- **YOUR INSTRUCTIONS**:
In the listing below, find each line that holds "regex" and list it.

- **GIVEN INFORMATION**:
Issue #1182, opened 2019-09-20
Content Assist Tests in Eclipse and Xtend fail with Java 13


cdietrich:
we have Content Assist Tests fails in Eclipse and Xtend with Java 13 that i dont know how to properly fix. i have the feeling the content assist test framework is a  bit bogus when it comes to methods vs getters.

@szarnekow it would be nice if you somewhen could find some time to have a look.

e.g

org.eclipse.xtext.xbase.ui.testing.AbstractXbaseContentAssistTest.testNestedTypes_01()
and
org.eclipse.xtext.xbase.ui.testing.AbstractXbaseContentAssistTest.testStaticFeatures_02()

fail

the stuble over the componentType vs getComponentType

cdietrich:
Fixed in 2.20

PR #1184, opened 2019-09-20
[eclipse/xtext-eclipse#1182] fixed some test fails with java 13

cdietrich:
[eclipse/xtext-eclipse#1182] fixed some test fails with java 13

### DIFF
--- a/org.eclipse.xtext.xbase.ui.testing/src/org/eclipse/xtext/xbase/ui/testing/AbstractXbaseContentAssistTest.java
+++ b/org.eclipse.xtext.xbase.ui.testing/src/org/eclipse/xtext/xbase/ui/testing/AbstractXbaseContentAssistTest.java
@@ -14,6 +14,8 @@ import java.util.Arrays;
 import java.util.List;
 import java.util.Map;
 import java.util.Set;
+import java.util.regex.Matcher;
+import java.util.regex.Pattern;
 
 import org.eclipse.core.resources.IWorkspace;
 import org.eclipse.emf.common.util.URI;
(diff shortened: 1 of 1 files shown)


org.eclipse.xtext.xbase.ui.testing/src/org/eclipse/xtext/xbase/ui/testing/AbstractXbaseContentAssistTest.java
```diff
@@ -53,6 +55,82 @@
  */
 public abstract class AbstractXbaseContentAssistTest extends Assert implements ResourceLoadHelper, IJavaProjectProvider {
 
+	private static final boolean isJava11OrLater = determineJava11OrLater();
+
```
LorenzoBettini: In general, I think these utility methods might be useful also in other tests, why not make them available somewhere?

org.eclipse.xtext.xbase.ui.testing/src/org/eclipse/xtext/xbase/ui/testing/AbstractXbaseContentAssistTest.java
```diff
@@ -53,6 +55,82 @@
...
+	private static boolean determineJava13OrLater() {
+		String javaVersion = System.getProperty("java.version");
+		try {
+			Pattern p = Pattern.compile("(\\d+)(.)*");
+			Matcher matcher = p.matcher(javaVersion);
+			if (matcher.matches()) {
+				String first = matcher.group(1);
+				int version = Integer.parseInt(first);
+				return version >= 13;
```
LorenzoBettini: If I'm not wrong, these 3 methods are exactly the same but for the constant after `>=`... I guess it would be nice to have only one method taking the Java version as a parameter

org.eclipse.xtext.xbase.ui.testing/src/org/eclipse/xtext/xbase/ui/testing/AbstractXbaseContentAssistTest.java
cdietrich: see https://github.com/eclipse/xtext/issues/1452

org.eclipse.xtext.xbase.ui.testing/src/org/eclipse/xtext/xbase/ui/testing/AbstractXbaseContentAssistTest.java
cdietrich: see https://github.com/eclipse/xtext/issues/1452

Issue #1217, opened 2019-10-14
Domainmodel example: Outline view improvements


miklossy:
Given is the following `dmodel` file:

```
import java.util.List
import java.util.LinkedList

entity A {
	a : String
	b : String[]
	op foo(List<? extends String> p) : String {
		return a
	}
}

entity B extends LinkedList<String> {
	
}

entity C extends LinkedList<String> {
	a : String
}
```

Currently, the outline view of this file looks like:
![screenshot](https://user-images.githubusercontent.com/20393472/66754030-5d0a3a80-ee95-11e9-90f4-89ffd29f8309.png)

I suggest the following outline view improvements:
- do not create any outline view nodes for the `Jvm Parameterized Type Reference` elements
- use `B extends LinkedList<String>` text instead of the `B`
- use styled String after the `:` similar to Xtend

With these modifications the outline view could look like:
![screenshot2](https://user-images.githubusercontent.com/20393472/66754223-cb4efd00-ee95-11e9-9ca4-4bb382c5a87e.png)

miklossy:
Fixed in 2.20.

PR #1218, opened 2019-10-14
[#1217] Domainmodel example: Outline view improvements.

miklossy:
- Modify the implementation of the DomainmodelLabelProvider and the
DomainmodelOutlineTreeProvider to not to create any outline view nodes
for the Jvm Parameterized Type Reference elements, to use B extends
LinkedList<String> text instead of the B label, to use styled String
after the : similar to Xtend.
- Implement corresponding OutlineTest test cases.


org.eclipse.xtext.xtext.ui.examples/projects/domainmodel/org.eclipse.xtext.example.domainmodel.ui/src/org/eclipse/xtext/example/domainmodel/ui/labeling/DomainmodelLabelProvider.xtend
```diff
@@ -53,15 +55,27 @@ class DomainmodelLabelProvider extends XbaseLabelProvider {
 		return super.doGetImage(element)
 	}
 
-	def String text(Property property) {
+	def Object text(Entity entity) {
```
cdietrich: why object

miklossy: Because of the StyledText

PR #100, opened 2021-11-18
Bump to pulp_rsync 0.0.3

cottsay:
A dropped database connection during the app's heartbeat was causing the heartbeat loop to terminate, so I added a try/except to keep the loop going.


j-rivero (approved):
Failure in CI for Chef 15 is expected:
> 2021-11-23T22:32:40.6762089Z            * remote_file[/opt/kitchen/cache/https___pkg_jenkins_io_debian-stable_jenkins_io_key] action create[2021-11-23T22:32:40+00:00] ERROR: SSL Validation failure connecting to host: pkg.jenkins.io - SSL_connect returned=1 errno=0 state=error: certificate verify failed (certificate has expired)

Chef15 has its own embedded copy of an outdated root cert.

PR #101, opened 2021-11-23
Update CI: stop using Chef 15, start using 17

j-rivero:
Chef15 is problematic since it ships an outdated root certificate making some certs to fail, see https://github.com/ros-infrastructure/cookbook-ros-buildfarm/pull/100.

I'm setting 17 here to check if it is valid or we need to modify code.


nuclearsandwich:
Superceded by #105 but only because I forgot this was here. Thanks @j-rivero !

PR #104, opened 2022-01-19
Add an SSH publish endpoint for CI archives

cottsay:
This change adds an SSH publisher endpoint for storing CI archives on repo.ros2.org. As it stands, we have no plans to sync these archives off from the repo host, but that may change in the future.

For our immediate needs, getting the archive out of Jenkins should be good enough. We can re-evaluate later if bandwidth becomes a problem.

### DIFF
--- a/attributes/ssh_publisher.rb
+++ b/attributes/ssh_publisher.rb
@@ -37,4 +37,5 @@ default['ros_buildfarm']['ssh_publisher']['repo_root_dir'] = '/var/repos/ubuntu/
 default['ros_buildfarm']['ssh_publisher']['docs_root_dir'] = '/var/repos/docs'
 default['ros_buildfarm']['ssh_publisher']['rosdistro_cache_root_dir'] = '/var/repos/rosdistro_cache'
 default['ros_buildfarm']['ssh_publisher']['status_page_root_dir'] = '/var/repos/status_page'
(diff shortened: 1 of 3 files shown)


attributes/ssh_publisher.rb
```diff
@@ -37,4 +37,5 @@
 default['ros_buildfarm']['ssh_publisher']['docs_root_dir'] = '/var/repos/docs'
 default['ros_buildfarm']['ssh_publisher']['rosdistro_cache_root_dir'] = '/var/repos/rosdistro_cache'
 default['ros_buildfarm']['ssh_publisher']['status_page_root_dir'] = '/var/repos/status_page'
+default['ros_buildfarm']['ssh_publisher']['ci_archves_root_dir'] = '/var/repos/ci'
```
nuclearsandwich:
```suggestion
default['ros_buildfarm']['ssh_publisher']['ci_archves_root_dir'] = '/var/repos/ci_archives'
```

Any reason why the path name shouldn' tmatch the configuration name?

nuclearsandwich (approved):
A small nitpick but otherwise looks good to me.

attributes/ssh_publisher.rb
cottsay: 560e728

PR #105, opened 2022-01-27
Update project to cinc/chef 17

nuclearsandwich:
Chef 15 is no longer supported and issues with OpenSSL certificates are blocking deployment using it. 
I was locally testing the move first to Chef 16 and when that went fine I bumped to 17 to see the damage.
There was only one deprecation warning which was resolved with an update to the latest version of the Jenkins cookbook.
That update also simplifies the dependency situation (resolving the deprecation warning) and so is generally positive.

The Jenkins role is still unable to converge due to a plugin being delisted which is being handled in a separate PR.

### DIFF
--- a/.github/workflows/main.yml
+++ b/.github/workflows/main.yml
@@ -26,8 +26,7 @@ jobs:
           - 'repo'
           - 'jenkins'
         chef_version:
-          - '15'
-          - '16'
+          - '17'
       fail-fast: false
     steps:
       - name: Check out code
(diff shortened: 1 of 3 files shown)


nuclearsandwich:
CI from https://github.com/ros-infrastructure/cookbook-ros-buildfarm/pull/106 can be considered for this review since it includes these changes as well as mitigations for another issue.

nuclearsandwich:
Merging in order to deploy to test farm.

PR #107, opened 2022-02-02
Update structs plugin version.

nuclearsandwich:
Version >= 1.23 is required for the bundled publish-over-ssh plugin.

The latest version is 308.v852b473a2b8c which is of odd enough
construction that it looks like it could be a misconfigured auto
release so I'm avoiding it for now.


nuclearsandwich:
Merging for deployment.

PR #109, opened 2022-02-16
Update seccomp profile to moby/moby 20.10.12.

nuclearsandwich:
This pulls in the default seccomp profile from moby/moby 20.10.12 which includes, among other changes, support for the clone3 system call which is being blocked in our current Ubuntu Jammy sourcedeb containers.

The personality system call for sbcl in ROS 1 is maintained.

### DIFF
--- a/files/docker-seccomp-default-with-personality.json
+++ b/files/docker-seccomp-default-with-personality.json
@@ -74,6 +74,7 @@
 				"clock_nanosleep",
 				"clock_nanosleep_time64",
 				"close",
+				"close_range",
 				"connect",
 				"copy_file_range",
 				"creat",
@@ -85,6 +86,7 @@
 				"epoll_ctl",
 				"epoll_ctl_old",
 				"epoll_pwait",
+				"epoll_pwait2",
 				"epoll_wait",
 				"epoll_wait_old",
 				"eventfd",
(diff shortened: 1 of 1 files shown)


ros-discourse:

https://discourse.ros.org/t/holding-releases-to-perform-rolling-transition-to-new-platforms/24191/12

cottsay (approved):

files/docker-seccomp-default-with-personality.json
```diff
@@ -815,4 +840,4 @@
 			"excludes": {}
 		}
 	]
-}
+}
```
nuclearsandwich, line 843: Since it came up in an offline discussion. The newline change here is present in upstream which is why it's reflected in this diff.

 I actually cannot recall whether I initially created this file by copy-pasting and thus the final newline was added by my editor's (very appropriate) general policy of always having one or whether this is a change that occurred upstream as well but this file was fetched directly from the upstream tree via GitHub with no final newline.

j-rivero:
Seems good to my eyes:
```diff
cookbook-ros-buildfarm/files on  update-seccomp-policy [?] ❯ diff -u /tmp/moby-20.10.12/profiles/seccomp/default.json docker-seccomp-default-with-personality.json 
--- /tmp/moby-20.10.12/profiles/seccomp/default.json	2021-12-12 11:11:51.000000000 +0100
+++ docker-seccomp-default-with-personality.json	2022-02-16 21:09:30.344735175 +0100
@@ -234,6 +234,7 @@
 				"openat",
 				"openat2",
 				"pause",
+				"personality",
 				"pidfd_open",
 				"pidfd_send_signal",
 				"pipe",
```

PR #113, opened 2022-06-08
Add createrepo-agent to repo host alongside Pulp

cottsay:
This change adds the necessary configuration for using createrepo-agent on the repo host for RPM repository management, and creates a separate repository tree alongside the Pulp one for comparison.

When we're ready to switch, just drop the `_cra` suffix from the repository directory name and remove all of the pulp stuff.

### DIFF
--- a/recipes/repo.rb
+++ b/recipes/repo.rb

- **YOUR SOLUTION**:
+import java.util.regex.Matcher;
+import java.util.regex.Pattern;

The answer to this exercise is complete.